Sunday, May 5, 2013

Snakes in the Woods: (Almost) a YouTube Sensation


In the ancient Greek story, Tiresisas the seer is walking in the woods one day when he comes upon two snakes in the act of coitus. He strikes them with his stick and is instantly transformed from a man to a woman. Years later he comes upon another  pair of snakes in the same act. A quick hand with the stick and, presto, he's changed back to a man. Tiresisas is now in a postion to answer the eternal question the Greeks -- a famously philosophical, and scientific-minded, race -- put to him. Who has more pleasure in the act of love, the man or the woman? For the record, the seer's reply is the woman.
            I'm afraid we saw something different in the woods today. Two snakes -- one much larger than the other -- locked together. The reason in this case, however, was the large one was eating the smaller.
            It took a moment before we understood what was going on. Then came that little shock of disbelief. The larger snake, the only one we saw at first, was much larger than any snake we've ever seen around here. Its skin was black and the scales smooth. Accustomed to the homey little things we call garter snakes, I couldn't believe how big he was. Usually when you come upon a snake, it's hightailing -- or low-winding -- away from you, in a hurry to hide beneath some convenient underbrush or leaf pile as fast as its legless body can go. Not this one.
            While the snake had some patchwork patterning, like striations on his skin, I couldn't talk myself into believing he was some kind of eccentric variation of rattler. But he puzzled us by being half under a leaf and brush pile and in no apparent hurry to make himself scarce.
            One end of him corkscrewed out of the leaf pile and came into plain view.
            "So that's the head?" Anne asked.
            "It looks like the tail," I replied.
            "Then he has tails at both ends."
            That is kind of the way it looks. The other end of him is obscured by the leaf pile. Then some  other pointy end pops out.
            "No," I say when the picture comes into focus, "that's his head -- eating another snake."
            The big snake has his mouth open -- I can't say "wide" because it looks narrow for what he's attempting -- and is clearly around what must be the head-end of the smaller snake. Some blood shows on the smaller one's skin. We can't tell how much of the smaller one is already inside that mouth.
            What we can see is a lot of thrashing. The big one moves its body abruptly from side to another; it looks like some fancy computer graphic swinging a convex curve into concave and back again. Then it straightens its long body, as if to open the tube of its inner self some teeny bit wider to take more of the tube-like body of the creature it's consuming into its slow-moving digestive track.
            This may sound disgusting, but in the moment it's eerily fascinating.
            The skinny one -- the common garter snake, the kind of snake we're used to seeing in the woods doing that rapid rustle in the grass routine (producing the moment of consciousness Emily Dickinson brilliantly described as "zero at the bone") -- appears to be trying to move its tail.

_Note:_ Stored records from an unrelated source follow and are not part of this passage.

Issue #1269, opened 2023-03-24
Add com.snowplowanalytics.snowplow/media_player_quality/jsonschema/1-0-0


matus-tomlein:
Add schema for a context entity that is tracked with media player events on data quality change.

Issue #1268, opened 2023-03-24
Add com.snowplowanalytics.snowplow.media/ad_break/jsonschema/1-0-0


matus-tomlein:
Add schema for a context entity that is shared for all media player ad events that belong to the ad break.

Issue #1267, opened 2023-03-24
Add com.snowplowanalytics.snowplow.media/ad/jsonschema/1-0-0


matus-tomlein:
Add schema for a context entity with information about the currently played ad. The schema will contain metadata about the ad such as it's ID and name.

Issue #1266, opened 2023-03-24
Add com.snowplowanalytics.snowplow.media/session/jsonschema/1-0-0


matus-tomlein:
Add schema for media player session context entity that is used to identify all events belonging to the same video player. Additionally, the schema will provide a few properties for edge analytics (such as the play time).

PR #1270, opened 2023-03-24
Add media player entity schemas

matus-tomlein:
Schemas for new context entities that will be attached to media player events to enable:

* tracking a session that groups all events coming from the same media player,
* tracking ads within media,
* tracking media player quality.

## `media_player_session` (#1266)

A session groups events from the same media player using a `sessionId` identifier (which may be provided by the user).

A secondary role of the session is a sort of edge analytics since it provides statistics about the playback (such as the time spent playing) in order to make data modelling more efficient.

## `media_player_ad_break` (#1268)

An ad break is a grouping of ads played back to back. The schema will identify all ad events belonging to the same ad break.

## `media_player_ad` (#1267)

Describes an ad being played at the time of the event. Provide metadata about the ad.

## `media_player_quality` (#1269)

Describes quality of experience for the media playback at a specific time. It will be tracked with `updateQuality` media player events so it will give a snapshot of the data quality rather than aggregated metrics for the whole playback.

### DIFF
--- a/schemas/com.snowplowanalytics.snowplow.media/ad/jsonschema/1-0-0
+++ b/schemas/com.snowplowanalytics.snowplow.media/ad/jsonschema/1-0-0
@@ -1,0 +1,63 @@
+{
+  "$schema": "http://iglucentral.com/schemas/com.snowplowanalytics.self-desc/schema/jsonschema/1-0-0#",
+  "description": "Schema for a context entity with information about the currently played ad",
+  "self": {
+    "vendor": "com.snowplowanalytics.snowplow.media",
+    "name": "ad",
+    "format": "jsonschema",
+    "version": "1-0-0"
+  },
+  "type": "object",
+  "properties": {
+    "name": {
+      "description": "Friendly name of the ad.",
+      "type": [
+        "null",
+        "string"
+      ],
+      "maxLength": 4096
+    },
+    "adId": {
+      "type": "string",
+      "maxLength": 256,
+      "description": "Unique identifier for the ad."
+    },
+    "creativeId": {
+      "type": [
+        "string",
+        "null"
+      ],
+      "maxLength": 4096,
+      "description": "The ID of the ad creative."
+    },
+    "podPosition": {
+      "type": [
+        "integer",
+        "null"
+      ],
+      "description": "The position of the ad within the ad break, starting with 1.",
+      "minimum": 1,
+      "maximum": 65535
+    },
+    "duration": {
+      "type": [
+        "number",
+        "null"
+      ],
+      "description": "Length of the video ad in seconds.",
+      "minimum": 0,
+      "maximum": 2147483647
+    },
+    "skippable": {
+      "type": [
+        "boolean",
+        "null"
+      ],
+      "description": "Indicating whether skip controls are made available to the end user."
+    }
+  },
+  "additionalProperties": false,
+  "required": [
+    "adId"
+  ]
+}
--- a/schemas/com.snowplowanalytics.snowplow.media/ad_break/jsonschema/1-0-0
+++ b/schemas/com.snowplowanalytics.snowplow.media/ad_break/jsonschema/1-0-0
@@ -1,0 +1,59 @@
+{
+  "$schema": "http://iglucentral.com/schemas/com.snowplowanalytics.self-desc/schema/jsonschema/1-0-0#",
+  "description": "Schema for a context entity, shared with all ad events belonging to the ad break.",
+  "self": {
+    "vendor": "com.snowplowanalytics.snowplow.media",
+    "name": "ad_break",
+    "format": "jsonschema",
+    "version": "1-0-0"
+  },
+  "type": "object",
+  "properties": {
+    "name": {
+      "description": "Ad break name (e.g., pre-roll, mid-roll, and post-roll).",
+      "type": [
+        "null",
+        "string"
+      ],
+      "maxLength": 4096
+    },
+    "breakId": {
+      "type": "string",
+      "maxLength": 256,
+      "description": "An identifier for the ad break."
+    },
+    "startTime": {
+      "type": "number",
+      "description": "Playback time in seconds at the start of the ad break.",
+      "minimum": 0,
+      "maximum": 2147483647
+    },
+    "breakType": {
+      "description": "Type of ads within the break: linear (take full control of the video for a period of time), nonlinear (run concurrently to the video), companion (accompany the video but placed outside the player).",
+      "enum": [
+        "linear",
+        "nonlinear",
+        "companion",
+        null
+      ],
+      "type": [
+        "string",
+        "null"
+      ]
+    },
+    "podSize": {
+      "type": [
+        "integer",
+        "null"
+      ],
+      "description": "The number of ads to be played within the ad break.",
+      "minimum": 0,
+      "maximum": 65535
+    }
+  },
+  "additionalProperties": false,
+  "required": [
+    "breakId",
+    "startTime"
+  ]
+}
--- a/schemas/com.snowplowanalytics.snowplow.media/player/jsonschema/1-0-0
+++ b/schemas/com.snowplowanalytics.snowplow.media/player/jsonschema/1-0-0
@@ -1,0 +1,131 @@
+{
+  "$schema": "http://iglucentral.com/schemas/com.snowplowanalytics.self-desc/schema/jsonschema/1-0-0#",
+  "description": "Schema for a context entity for media events that describes the media player and playback state",
+  "self": {
+    "vendor": "com.snowplowanalytics.snowplow.media",
+    "name": "player",
+    "format": "jsonschema",
+    "version": "1-0-0"
+  },
+  "type": "object",
+  "properties": {
+    "currentTime": {
+      "type": "number",
+      "description": "The current playback time position within the media in seconds.",
+      "minimum": 0,
+      "maximum": 2147483647
+    },
+    "duration": {
+      "type": [
+        "number",
+        "null"
+      ],
+      "description": "A floating-point value indicating the duration of the media in seconds.",
+      "minimum": 0,
+      "maximum": 2147483647
+    },
+    "ended": {
+      "type": "boolean",
+      "description": "Whether playback of the media has ended."
+    },
+    "fullscreen": {
+      "type": [
+        "boolean",
+        "null"
+      ],
+      "description": "Whether the video element is fullscreen."
+    },
+    "livestream": {
+      "type": [
+        "boolean",
+        "null"
+      ],
+      "description": "Whether the media is a live stream."
+    },
+    "label": {
+      "type": [
+        "string",
+        "null"
+      ],
+      "description": "Human readable name given to tracked media content.",
+      "maxLength": 4096
+    },
+    "loop": {
+      "type": [
+        "boolean",
+        "null"
+      ],
+      "description": "Whether the video should restart after ending."
+    },
+    "mediaType": {
+      "description": "Type of media content.",
+      "enum": [
+        "video",
+        "audio",
+        null
+      ],
+      "type": [
+        "string",
+        "null"
+      ]
+    },
+    "muted": {
+      "type": [
+        "boolean",
+        "null"
+      ],
+      "description": "Whether the media element is muted."
+    },
+    "paused": {
+      "type": "boolean",
+      "description": "Whether the media element is paused"
+    },
+    "pictureInPicture": {
+      "type": [
+        "boolean",
+        "null"
+      ],
+      "description": "Whether the video element is showing picture-in-picture."
+    },
+    "playbackRate": {
+      "type": [
+        "number",
+        "null"
+      ],
+      "description": "Playback rate (1 is normal).",
+      "minimum": 0,
+      "maximum": 16
+    },
+    "playerType": {
+      "type": [
+        "string",
+        "null"
+      ],
+      "description": "Type of the media player (e.g., com.youtube-youtube, com.vimeo-vimeo, org.whatwg-media_element).",
+      "maxLength": 4096
+    },
+    "quality": {
+      "type": [
+        "string",
+        "null"
+      ],
+      "description": "Quality level of the playback (e.g., 1080p).",
+      "maxLength": 4096
+    },
+    "volume": {
+      "type": [
+        "integer",
+        "null"
+      ],
+      "description": "Volume percentage at which the media will be played.",
+      "minimum": 0,
+      "maximum": 100
+    }
+  },
+  "additionalProperties": false,
+  "required": [
+    "currentTime",
+    "ended",
+    "paused"
+  ]
+}
--- a/schemas/com.snowplowanalytics.snowplow.media/session/jsonschema/1-0-0
+++ b/schemas/com.snowplowanalytics.snowplow.media/session/jsonschema/1-0-0
@@ -1,0 +1,138 @@
+{
+  "$schema": "http://iglucentral.com/schemas/com.snowplowanalytics.self-desc/schema/jsonschema/1-0-0#",
+  "description": "Schema for a context entity for media player events that tracks a session of a single media player usage",
+  "self": {
+    "vendor": "com.snowplowanalytics.snowplow.media",
+    "name": "session",
+    "format": "jsonschema",
+    "version": "1-0-0"
+  },
+  "type": "object",
+  "properties": {
+    "mediaSessionId": {
+      "type": "string",
+      "maxLength": 256,
+      "description": "An identifier for the media session that is kept while the media content is played in the media player."
+    },
+    "startedAt": {
+      "type": [
+        "null",
+        "string"
+      ],
+      "description": "Local date-time timestamp of when the session started.",
+      "format": "date-time"
+    },
+    "pingInterval": {
+      "type": [
+        "integer",
+        "null"
+      ],
+      "description": "Interval (seconds) in which the ping events will be sent. Default (specified in the tracker media docs) is assumed if not specified.",
+      "minimum": 0,
+      "maximum": 65535
+    },
+    "timePlayed": {
+      "type": [
+        "number",
+        "null"
+      ],
+      "description": "Total seconds user spent playing content (excluding linear ads).",
+      "minimum": 0,
+      "maximum": 2147483647
+    },
+    "timePlayedMuted": {
+      "type": [
+        "number",
+        "null"
+      ],
+      "description": "Total seconds user spent playing content on mute (excluding linear ads).",
+      "minimum": 0,
+      "maximum": 2147483647
+    },
+    "timePaused": {
+      "type": [
+        "number",
+        "null"
+      ],
+      "description": "Total seconds user spent with paused content (excluding linear ads).",
+      "minimum": 0,
+      "maximum": 2147483647
+    },
+    "contentWatched": {
+      "type": [
+        "number",
+        "null"
+      ],
+      "description": "Total seconds of the content played. Each part of the content played is counted once (i.e., counts rewinding or rewatching the same content only once). Playback rate does not affect this value.",
+      "minimum": 0,
+      "maximum": 2147483647
+    },
+    "timeBuffering": {
+      "type": [
+        "number",
+        "null"
+      ],
+      "description": "Total seconds that playback was buffering during the session.",
+      "minimum": 0,
+      "maximum": 2147483647
+    },
+    "timeSpentAds": {
+      "type": [
+        "number",
+        "null"
+      ],
+      "description": "Total seconds that ads played during the session.",
+      "minimum": 0,
+      "maximum": 2147483647
+    },
+    "ads": {
+      "type": [
+        "integer",
+        "null"
+      ],
+      "description": "Number of ads played.",
+      "minimum": 0,
+      "maximum": 65535
+    },
+    "adsClicked": {
+      "type": [
+        "integer",
+        "null"
+      ],
+      "description": "Number of ads that the user clicked on.",
+      "minimum": 0,
+      "maximum": 65535
+    },
+    "adsSkipped": {
+      "type": [
+        "integer",
+        "null"
+      ],
+      "description": "Number of ads that the user skipped.",
+      "minimum": 0,
+      "maximum": 65535
+    },
+    "adBreaks": {
+      "type": [
+        "integer",
+        "null"
+      ],
+      "description": "Number of ad breaks played.",
+      "minimum": 0,
+      "maximum": 65535
+    },
+    "avgPlaybackRate": {
+      "type": [
+        "number",
+        "null"
+      ],
+      "description": "Average playback rate (1 is normal speed).",
+      "minimum": 0,
+      "maximum": 16
+    }
+  },
+  "additionalProperties": false,
+  "required": [
+    "mediaSessionId"
+  ]
+}


schemas/com.snowplowanalytics.snowplow/media_player_quality/jsonschema/1-0-0
```diff
@@ -0,0 +1,58 @@
...
+    "version": "1-0-0"
+  },
+  "type": "object",
+  "properties": {
+    "bitrate": {
+      "type": [
+        "number",
+        "null"
+      ],
+      "description": "The current bitrate in bps.",
```
greg-el, line 17: Might be nice to use `Bits Per Second` rather than `bps`.

greg-el (commented):
A couple of things I picked up on from an initial skim over the schemas.

schemas/com.snowplowanalytics.snowplow/media_player_ad/jsonschema/1-0-0
```diff
@@ -0,0 +1,56 @@
...
+      "maximum": 65535
+    },
+    "duration": {
+      "type": [
+        "number",
+        "null"
+      ],
+      "description": "Length of the video ad in seconds.",
+      "minimum": 0,
+      "maximum": 9007199254740991
```
rlh1994, line 49: Could we be more explicit and make these integers?

schemas/com.snowplowanalytics.snowplow/media_player_ad_break/jsonschema/1-0-0
```diff
@@ -0,0 +1,57 @@
...
+    },
+    "breakId": {
+      "type": "string",
+      "format": "uuid",
+      "description": "An identifier for the ad break."
+    },
+    "position": {
+      "type": "number",
+      "description": "The position of the ad break within the content, starting with 1.",
+      "minimum": 0,
```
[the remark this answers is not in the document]
rlh1994: Also, what does this actually mean? As in this is the nth ad break? I'd probably rephrase the description in that case as it wasn't immediatly clear to me that's what this meant.

schemas/com.snowplowanalytics.snowplow/media_player_quality/jsonschema/1-0-0
```diff
@@ -0,0 +1,58 @@
...
+      "minimum": 0,
+      "maximum": 9007199254740991
+    },
+    "droppedFrames": {
+      "type": [
+        "number",
+        "null"
+      ],
+      "description": "The number of dropped frames in the stream.",
```
rlh1994, line 26: Maybe just specify if this is cumulative or since the last event?

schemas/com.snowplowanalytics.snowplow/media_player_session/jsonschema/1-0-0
PR #1297, opened 2023-04-28
Add com.snowplowanalytics.snowplow.ecommerce/transaction_error/jsonschema/1-0-0

### LINKED ISSUE #1296: Add com.snowplowanalytics.snowplow.ecommerce/transaction_error/jsonschema/1-0-0
Add a transaction error schema to track transaction failures in first or third party systems.

igneel64:
Introduce the `transaction_error` schema. This schema will be sent together with a `trns_error` ecommerce action and will have a `transaction` entity attached to it as well.
(close #1296)

### DIFF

The skinny end of it wraps around the body of the larger one as if seeking purchase to pull the rest of itself back out. Or this may be, we speculate, a reflex from a creature essentially dead already. Maybe the far end of the tail hasn't got the message yet.
            In any event it's going to be a long day for the black snake even if he does get to the end of what he's -- bitten off?
            "His eyes are bigger than his stomach," Anne says.
            But I don't know how to measure a snake's stomach. Or is stomach a meaningless term for snake anatomy? I am a child in matters reptilian.
            What looks to us like a death-match struggle of unfairly matched contestants wrestling in the dirt may be the only way a snake of this size gets a full meal.
            The consumer yanks the consumed in one direction, toward us, and we jump back. Then he drags it back into the leaf and bush pile.
            I don't know how long we would have kept watching, and I doubt final consumption/consummation is imminent, but big snake now begins to slap its tail back and forth in the leaves, making a low noise.
            It's too much like the behavior of a rattler, only there's little real noise and no rattle. Still it looks to me like communication. I think he's finally realized we're there: two large creatures standing near and watching him work.
            "What's that?" she asks.
            I suspect it's meaningful, I tell her. "I think he's warning us to stay away. I think it's communication."
            "OK. Then let's go."
            We assure one another we were just about to get a move on anyway.
            Back at the house, Anne ID's the big snake as a "black racer," from 36 to 60 inches long, and sometimes stretching out to 6 feet. I'm estimating the one we saw at about 4.5 feet. A photo on line confirms the smaller one as a garter snake.
            I recall deciding right before we left the house for our walk that we didn't need the camera. Of course, what we really needed was a video camera.
            "Too bad," Anne points out. "It would have been a YouTube sensation."